What the exercise asks:
If a line in the data has the string "digestPrefix", please show it.
━━━━━━━━━━━━━━━━━━━━━━━━━━━━━━
Issue #1269, opened 2026-06-16
Design layered ASIF images for CI image variants


pepicrft:
## Context

Tart's current model is intentionally simple:

- A local VM is a directory with `config.json`, `nvram.bin`, and `disk.img`.
- A remote VM is an OCI reference, for example `ghcr.io/org/image:tag`.
- `tart clone` creates a local VM and relies on APFS copy-on-write when available.
- Tart's current OCI disk layers are transfer chunks, not semantic VM image layers like "base macOS", "Xcode", or "iOS simulator runtime".

That works well for local clones, but CI image distribution has a different pressure point. Images such as "macOS + Xcode" and "macOS + Xcode + simulator runtime" share most of their disk content, but today we still tend to publish and consume them as full image variants.

WWDC26 introduced DiskImageKit stacked ASIF images and `VZDiskImageStorageDeviceAttachment(diskImage:)`. That gives Tart a public Apple API for block-level image stacks:

```text
base ASIF image
+ read-only child ASIF image
+ writable overlay ASIF image
```

This is close to the image/template layering model used by systems such as Anka, VMware linked clones, Parallels linked clones, Hyper-V differencing disks, QEMU backing chains, and Docker/OCI image layers. The common pattern is that users think in images, templates, or tags, while layers are the storage and distribution mechanism.

## Proposal

Keep Tart's user-facing concepts as **VMs** and **images**. Do not introduce `tart layer` as a top-level concept initially.

Use **layers** internally as immutable ASIF artifacts referenced by image manifests and cached by digest.

A CI image variant would look like this internally:

```text
A: macOS 27 + Xcode 27
B: delta from A after installing iOS 27 simulator runtime
C: delta from A after installing watchOS 27 simulator runtime
D: delta from B after installing watchOS 27 simulator runtime
```

Registry tags would point at ordered chains:

```text
ghcr.io/tuist/macos-xcode:27              -> A
ghcr.io/tuist/macos-xcode:27-ios-27       -> A + B
ghcr.io/tuist/macos-xcode:27-watch-27     -> A + C
ghcr.io/tuist/macos-xcode:27-ios-watch-27 -> A + B + D
```

Consumers pull image tags, not individual layers:

```bash
tart pull ghcr.io/tuist/macos-xcode:27-ios-27
tart run --ephemeral ghcr.io/tuist/macos-xcode:27-ios-27
```

[...]

PR #1303, opened 2026-08-05
Begin work to support DiskImageKit in tart

yzhuang-oai:
This is first of a couple of PRs to add support for the new
DiskImageKit ASIF layers to tart VM images.

https://developer.apple.com/documentation/diskimagekit

This change is focused on laying down the OCI media type for
ASIF layers, the content addressable store structure,
DiskImageStack type, as well as the VMDirectory structure
for supporting layers.

Since this is a larger feature I am doing this in smaller PRs to help
with review.

Issue: #1269

### DIFF
--- a/Sources/tart/ContentStore.swift
+++ b/Sources/tart/ContentStore.swift
@@ -1,0 +1,94 @@
+import Foundation
+
+enum ContentStoreError: Error, Equatable {
+  case invalidContentDigest(String)
+  case contentDigestMismatch(expected: String, actual: String)
+}
+
+/// Opaque content-addressed storage for immutable reconstructed files.
+///
+/// Stacked disks currently use it for complete base disks and published ASIF
+/// overlays reconstructed from Tart disk chunks. OCI blob digests may differ
+/// across registries, so the key is the full reconstructed-file digest.
+struct ContentStore {
+  private static let digestAlgorithm = "sha256"
+  private static let digestPrefix = "\(digestAlgorithm):"
+
+  let baseURL: URL
+  private let digestDirectoryURL: URL
+
+  init() throws {
+    try self.init(baseURL: Config().tartCacheDir.appendingPathComponent("content", isDirectory: true))
+  }
+
+  init(baseURL: URL) throws {
+    self.baseURL = baseURL
+    self.digestDirectoryURL = baseURL.appendingPathComponent(Self.digestAlgorithm, isDirectory: true)
+    try FileManager.default.createDirectory(at: digestDirectoryURL, withIntermediateDirectories: true)
+  }
+
+  func contentURL(for contentDigest: String) throws -> URL {
+    let digestHex = try validatedDigestHex(contentDigest)
+
+    return digestDirectoryURL.appendingPathComponent(digestHex)
+  }
+
+  func temporaryContentURL(for contentDigest: String) throws -> URL {
+    let targetURL = try contentURL(for: contentDigest)
+
+    return targetURL.deletingLastPathComponent().appendingPathComponent(".\(UUID().uuidString).tmp")
+  }
+
+  /// Returns a validated cache hit. Corrupt files are treated as misses so a
+  /// later pull can safely rebuild them.
+  func existingContentURL(for contentDigest: String) throws -> URL? {
+    let url = try contentURL(for: contentDigest)
+
+    guard FileManager.default.fileExists(atPath: url.path) else {
+      return nil
+    }
+
+    guard try Digest.hash(url) == contentDigest else {
+      return nil
+    }
+
+    return url
+  }
+
+  /// Move a fully reconstructed temporary file into the cache after verifying
+  /// its semantic identity. The caller should create the temporary file with
+  /// `temporaryContentURL(for:)` so rename stays on the same filesystem.
+  func install(_ temporaryURL: URL, contentDigest: String) throws -> URL {
+    let actualDigest = try Digest.hash(temporaryURL)
+    guard actualDigest == contentDigest else {
+      throw ContentStoreError.contentDigestMismatch(expected: contentDigest, actual: actualDigest)
+    }
+
+    let targetURL = try contentURL(for: contentDigest)
+
+    if let existingURL = try existingContentURL(for: contentDigest) {
+      try? FileManager.default.removeItem(at: temporaryURL)
+      return existingURL
+    }
+
+    try? FileManager.default.removeItem(at: targetURL)
+    try FileManager.default.moveItem(at: temporaryURL, to: targetURL)
+
+    return targetURL
+  }
+
+  private func validatedDigestHex(_ contentDigest: String) throws -> String {
+    guard contentDigest.hasPrefix(Self.digestPrefix) else {
+      throw ContentStoreError.invalidContentDigest(contentDigest)
+    }
+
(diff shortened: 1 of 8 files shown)


Sources/tart/DiskLayerCache.swift
```diff
@@ -0,0 +1,137 @@
...
+/// chunks or an ASIF overlay reconstructed from overlay chunks. OCI blob
+/// digests may differ across registries, so the cache key is the full
+/// reconstructed-file digest.
+struct DiskLayerCache {
+  private static let digestPrefix = "sha256:"
+
+  let baseURL: URL
+
+  init() throws {
+    try self.init(baseURL: Config().tartCacheDir.appendingPathComponent("OCIs/layers", isDirectory: true))
```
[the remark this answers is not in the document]
yzhuang-oai: This will be addressed once `DiskLayerCache` is integrated into the CLI commands, right now it is just creating this type and we don't need to worry about pruning at the moment.

Sources/tart/DiskLayerCache.swift
```diff
@@ -0,0 +1,137 @@
...
+    }
+
+    return url
+  }
+
+  /// Move a fully reconstructed temporary file into the cache after verifying
+  /// its semantic identity. The caller should create the temporary file with
+  /// `temporaryLayerURL(for:)` so rename stays on the same filesystem.
+  func install(_ temporaryURL: URL, contentDigest: String) throws -> URL {
+    let actualDigest = try Digest.hash(temporaryURL)
```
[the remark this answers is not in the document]
yzhuang-oai: Fixed.

Sources/tart/OCI/Manifest.swift
```diff
@@ -7,18 +7,48 @@ let ociConfigMediaType = "application/vnd.oci.image.config.v1+json"
...
 let configMediaType = "application/vnd.cirruslabs.tart.config.v1"
 let diskV2MediaType = "application/vnd.cirruslabs.tart.disk.v2"
+let asifOverlayMediaType = "application/vnd.cirruslabs.tart.disk.asif.overlay.v1"
 let nvramMediaType = "application/vnd.cirruslabs.tart.nvram.v1"
 
 // Manifest annotations
 let uncompressedDiskSizeAnnotation = "org.cirruslabs.tart.uncompressed-disk-size"
 let uploadTimeAnnotation = "org.cirruslabs.tart.upload-time"
+let diskBlockSizeAnnotation = "org.cirruslabs.tart.disk.block-size"
+let diskBlockCountAnnotation = "org.cirruslabs.tart.disk.block-count"
```
edi-oai: Do you think we can dynamically derive the block count from `uncompressed-disk-size / block-size`?

This could slightly help to reduce manifest's surface.

Sources/tart/ContentStore.swift
```diff
@@ -0,0 +1,95 @@
...
+    let digestHex = try validatedDigestHex(contentDigest)
+
+    return baseURL
+      .appendingPathComponent("sha256", isDirectory: true)
+      .appendingPathComponent(digestHex)
+  }
+
+  func temporaryContentURL(for contentDigest: String) throws -> URL {
+    let targetURL = try contentURL(for: contentDigest)
+    try FileManager.default.createDirectory(at: targetURL.deletingLastPathComponent(), withIntermediateDirectories: true)
```
edi-oai: Can we create this `sha256` directory just once in `init()`?

I also see the same pattern [on line `68`](https://github.com/openai/tart/pull/1303/changes#diff-42eb4ab67ad72a0e051524acb5e9db769364625e1e7c75d2a1565ba92f5f9100R68).

Sources/tart/VMDirectory.swift
```diff
@@ -87,10 +90,47 @@ struct VMDirectory: Prunable {
...
+  private var hasRequiredMetadata: Bool {
+    let fileManager = FileManager.default
+
+    return fileManager.fileExists(atPath: configURL.path) &&
+      fileManager.fileExists(atPath: nvramURL.path)
+  }
+
+  /// Existing Tart layout with one independently attachable `disk.img`.
+  /// A pulled flat OCI record may also carry `manifest.json`.
+  var isStandalone: Bool {
```
edi-oai: What do you think about representing this, `isStackedLocal` and `isStackedOCIRecord` as an `enum`?

For example:

```swift
enum Layout: Equatable {
  case standalone
  case stackedLocal
  case stackedOCIRecord

  var isRunnable: Bool {
    self != .stackedOCIRecord
  }
}
```

One benefit is that we don't have to repeat file checks when switching on it.

Sources/tart/DiskImageStack.swift
```diff
@@ -0,0 +1,290 @@
...
+      }
+
+      let image = try DiskImage(opening: .open(url: url, mode: mode))
+      guard image.format == .asif else {
+        throw DiskImageStackError.invalidDiskImage(url, "overlay must use ASIF format")
+      }
+      guard let overlayUUID = image.layerUUID else {
+        throw DiskImageStackError.invalidDiskImage(url, "ASIF overlay is missing a UUID")
+      }
+      if let previousUUID, image.parentUUID != previousUUID {
```
edi-oai: What do you think about relying on `DiskImageKit` to validate stack compatibility when appending an overlay?

For example:

```swift
do {
  return try parent.appending(overlay)
} catch is IncompatibleStackingError {
  throw DiskImageStackError.invalidDiskImage(
    url,
    "ASIF overlay is incompatible with its parent"
  )
}
```

One benefit is that we don't have to manually carry and compare the parent UUID, block size, and block count.

This could also let `openOverlay` return a `DiskImage` directly, and `validatedParentImage` return only the assembled image instead of carrying UUID and block-count tuples.

Tart can keep validating its own metadata, such as the content digest, overlay role, and final manifest geometry.

edi-oai (dismissed):
LGTM overall, left a couple of nits and questions.

Sources/tart/OCI/Manifest.swift
yzhuang-oai: Thanks, fixed.

Sources/tart/ContentStore.swift
yzhuang-oai: Thanks, fixed.

Sources/tart/VMDirectory.swift
yzhuang-oai: Sounds good, fixed.

Sources/tart/DiskImageStack.swift
yzhuang-oai: Done.

Sources/tart/ContentStore.swift
```diff
@@ -0,0 +1,94 @@
...
+  /// Returns a validated cache hit. Corrupt files are treated as misses so a
+  /// later pull can safely rebuild them.
+  func existingContentURL(for contentDigest: String) throws -> URL? {
+    let url = try contentURL(for: contentDigest)
+
+    guard FileManager.default.fileExists(atPath: url.path) else {
+      return nil
+    }
+
+    guard try Digest.hash(url) == contentDigest else {
```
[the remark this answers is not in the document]
yzhuang-oai: This will be addressed in a later change.

edi-oai (approved):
━━━━━━━━━━━━━━━━━━━━━━━━━━━━━━
Answer below:
+  private static let digestPrefix = "\(digestAlgorithm):"
+    guard contentDigest.hasPrefix(Self.digestPrefix) else {
+  private static let digestPrefix = "sha256:"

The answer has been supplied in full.